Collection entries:
____________

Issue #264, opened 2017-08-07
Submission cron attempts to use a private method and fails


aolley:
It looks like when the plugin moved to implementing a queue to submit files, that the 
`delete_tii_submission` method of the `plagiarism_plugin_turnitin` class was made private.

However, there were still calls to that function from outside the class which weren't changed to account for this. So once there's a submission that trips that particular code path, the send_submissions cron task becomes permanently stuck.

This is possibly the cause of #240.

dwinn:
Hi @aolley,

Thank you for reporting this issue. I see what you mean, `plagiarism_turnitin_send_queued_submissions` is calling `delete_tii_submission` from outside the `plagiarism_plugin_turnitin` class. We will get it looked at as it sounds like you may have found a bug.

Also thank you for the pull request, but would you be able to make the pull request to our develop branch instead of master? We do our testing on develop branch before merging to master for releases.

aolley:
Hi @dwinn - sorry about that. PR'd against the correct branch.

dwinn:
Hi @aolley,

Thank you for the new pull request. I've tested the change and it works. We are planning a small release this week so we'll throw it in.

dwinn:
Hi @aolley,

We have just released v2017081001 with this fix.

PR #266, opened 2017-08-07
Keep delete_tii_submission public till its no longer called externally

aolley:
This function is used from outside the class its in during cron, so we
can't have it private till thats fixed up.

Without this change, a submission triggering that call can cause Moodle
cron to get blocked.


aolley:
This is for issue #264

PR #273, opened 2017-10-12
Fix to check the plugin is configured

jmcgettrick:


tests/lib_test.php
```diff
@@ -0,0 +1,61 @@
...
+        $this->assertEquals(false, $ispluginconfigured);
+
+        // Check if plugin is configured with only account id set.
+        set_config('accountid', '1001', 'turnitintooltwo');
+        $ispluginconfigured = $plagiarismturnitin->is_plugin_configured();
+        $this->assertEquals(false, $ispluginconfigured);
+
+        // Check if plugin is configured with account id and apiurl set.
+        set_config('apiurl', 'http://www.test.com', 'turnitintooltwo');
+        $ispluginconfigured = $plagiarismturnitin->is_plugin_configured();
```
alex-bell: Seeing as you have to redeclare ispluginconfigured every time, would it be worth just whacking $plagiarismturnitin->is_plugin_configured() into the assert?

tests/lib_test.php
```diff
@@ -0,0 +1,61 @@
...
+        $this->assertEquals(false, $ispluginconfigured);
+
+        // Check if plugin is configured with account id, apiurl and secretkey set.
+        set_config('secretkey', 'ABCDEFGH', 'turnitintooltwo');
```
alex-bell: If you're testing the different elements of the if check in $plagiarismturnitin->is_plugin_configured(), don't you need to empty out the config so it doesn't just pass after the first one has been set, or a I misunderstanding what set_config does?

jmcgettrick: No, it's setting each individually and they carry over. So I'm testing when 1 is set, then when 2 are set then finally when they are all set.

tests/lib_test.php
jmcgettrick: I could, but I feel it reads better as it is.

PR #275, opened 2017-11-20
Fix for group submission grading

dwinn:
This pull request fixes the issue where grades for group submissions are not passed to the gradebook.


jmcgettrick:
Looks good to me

____________

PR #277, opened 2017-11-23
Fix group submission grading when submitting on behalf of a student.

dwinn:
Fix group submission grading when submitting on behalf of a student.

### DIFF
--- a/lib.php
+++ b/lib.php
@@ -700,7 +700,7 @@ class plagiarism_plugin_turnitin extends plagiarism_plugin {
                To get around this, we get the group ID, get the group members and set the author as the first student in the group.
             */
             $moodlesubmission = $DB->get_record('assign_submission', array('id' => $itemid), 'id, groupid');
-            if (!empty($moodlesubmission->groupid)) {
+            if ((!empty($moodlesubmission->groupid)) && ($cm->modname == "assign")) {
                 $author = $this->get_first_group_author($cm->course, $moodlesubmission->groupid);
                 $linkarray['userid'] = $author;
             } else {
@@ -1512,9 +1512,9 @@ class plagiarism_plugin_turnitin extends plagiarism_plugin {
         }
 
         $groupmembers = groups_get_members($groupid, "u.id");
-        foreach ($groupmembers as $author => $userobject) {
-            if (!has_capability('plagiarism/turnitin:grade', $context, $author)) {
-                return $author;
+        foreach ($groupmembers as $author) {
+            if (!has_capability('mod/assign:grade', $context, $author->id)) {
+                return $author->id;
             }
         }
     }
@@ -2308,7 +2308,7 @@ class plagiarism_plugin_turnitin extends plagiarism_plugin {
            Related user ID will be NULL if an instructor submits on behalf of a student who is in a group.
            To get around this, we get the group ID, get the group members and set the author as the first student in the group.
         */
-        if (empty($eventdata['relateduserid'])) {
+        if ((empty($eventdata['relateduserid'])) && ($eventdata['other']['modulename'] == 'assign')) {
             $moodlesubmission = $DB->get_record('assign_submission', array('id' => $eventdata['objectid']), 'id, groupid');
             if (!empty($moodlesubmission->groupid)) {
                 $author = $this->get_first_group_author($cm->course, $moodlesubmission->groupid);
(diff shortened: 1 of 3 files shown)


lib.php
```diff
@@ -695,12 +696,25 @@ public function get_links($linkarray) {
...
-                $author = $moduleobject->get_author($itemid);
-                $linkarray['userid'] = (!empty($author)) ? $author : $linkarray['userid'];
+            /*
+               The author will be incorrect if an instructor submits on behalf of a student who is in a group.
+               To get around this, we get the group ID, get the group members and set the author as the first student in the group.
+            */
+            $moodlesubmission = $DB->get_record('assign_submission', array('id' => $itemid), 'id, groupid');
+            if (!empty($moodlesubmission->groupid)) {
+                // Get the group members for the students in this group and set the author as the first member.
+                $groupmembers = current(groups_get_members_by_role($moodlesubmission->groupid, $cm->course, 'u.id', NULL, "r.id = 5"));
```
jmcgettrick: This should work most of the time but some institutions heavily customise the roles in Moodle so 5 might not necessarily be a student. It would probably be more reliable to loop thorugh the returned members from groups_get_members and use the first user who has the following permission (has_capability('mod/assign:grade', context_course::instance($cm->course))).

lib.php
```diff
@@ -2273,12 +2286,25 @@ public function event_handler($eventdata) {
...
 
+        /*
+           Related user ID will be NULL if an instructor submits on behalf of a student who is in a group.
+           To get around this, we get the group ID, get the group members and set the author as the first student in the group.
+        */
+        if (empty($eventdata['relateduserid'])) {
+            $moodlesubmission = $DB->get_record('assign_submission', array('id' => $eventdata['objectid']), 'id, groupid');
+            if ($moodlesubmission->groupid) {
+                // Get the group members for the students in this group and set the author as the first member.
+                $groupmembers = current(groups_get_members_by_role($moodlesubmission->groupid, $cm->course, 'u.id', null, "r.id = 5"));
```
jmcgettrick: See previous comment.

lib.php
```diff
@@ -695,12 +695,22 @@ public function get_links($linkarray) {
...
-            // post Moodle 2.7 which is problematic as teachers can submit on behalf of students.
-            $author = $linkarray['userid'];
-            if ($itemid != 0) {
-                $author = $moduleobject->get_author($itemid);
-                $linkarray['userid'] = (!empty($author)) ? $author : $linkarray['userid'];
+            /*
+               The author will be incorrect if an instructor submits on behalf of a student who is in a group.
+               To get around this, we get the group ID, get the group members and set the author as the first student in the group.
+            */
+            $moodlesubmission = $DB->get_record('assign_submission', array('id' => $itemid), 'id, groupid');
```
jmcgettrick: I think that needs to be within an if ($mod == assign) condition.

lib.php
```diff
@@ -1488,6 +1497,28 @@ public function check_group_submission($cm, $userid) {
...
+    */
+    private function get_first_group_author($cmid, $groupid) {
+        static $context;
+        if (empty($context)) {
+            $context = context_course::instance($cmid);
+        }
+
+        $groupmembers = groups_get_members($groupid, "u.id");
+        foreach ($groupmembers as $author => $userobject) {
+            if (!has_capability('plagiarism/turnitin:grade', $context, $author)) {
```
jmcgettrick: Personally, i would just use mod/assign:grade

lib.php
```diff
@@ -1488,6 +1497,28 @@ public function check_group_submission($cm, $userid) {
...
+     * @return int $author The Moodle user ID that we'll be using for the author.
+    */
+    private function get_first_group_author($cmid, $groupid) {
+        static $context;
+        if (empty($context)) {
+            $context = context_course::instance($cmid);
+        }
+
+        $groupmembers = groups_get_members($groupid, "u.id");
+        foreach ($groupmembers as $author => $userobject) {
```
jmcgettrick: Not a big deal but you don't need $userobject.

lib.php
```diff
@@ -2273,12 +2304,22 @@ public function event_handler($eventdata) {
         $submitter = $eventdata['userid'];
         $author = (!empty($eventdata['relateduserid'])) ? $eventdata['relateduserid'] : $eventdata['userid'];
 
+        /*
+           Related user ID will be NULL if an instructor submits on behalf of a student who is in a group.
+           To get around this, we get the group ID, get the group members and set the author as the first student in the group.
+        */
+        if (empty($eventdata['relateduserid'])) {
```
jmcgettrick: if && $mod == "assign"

____________

**Task goal**
Where does the string "cause" occur in the data above? Copy every line that holds it.

**Response to this task**
This is possibly the cause of #240.
Without this change, a submission triggering that call can cause Moodle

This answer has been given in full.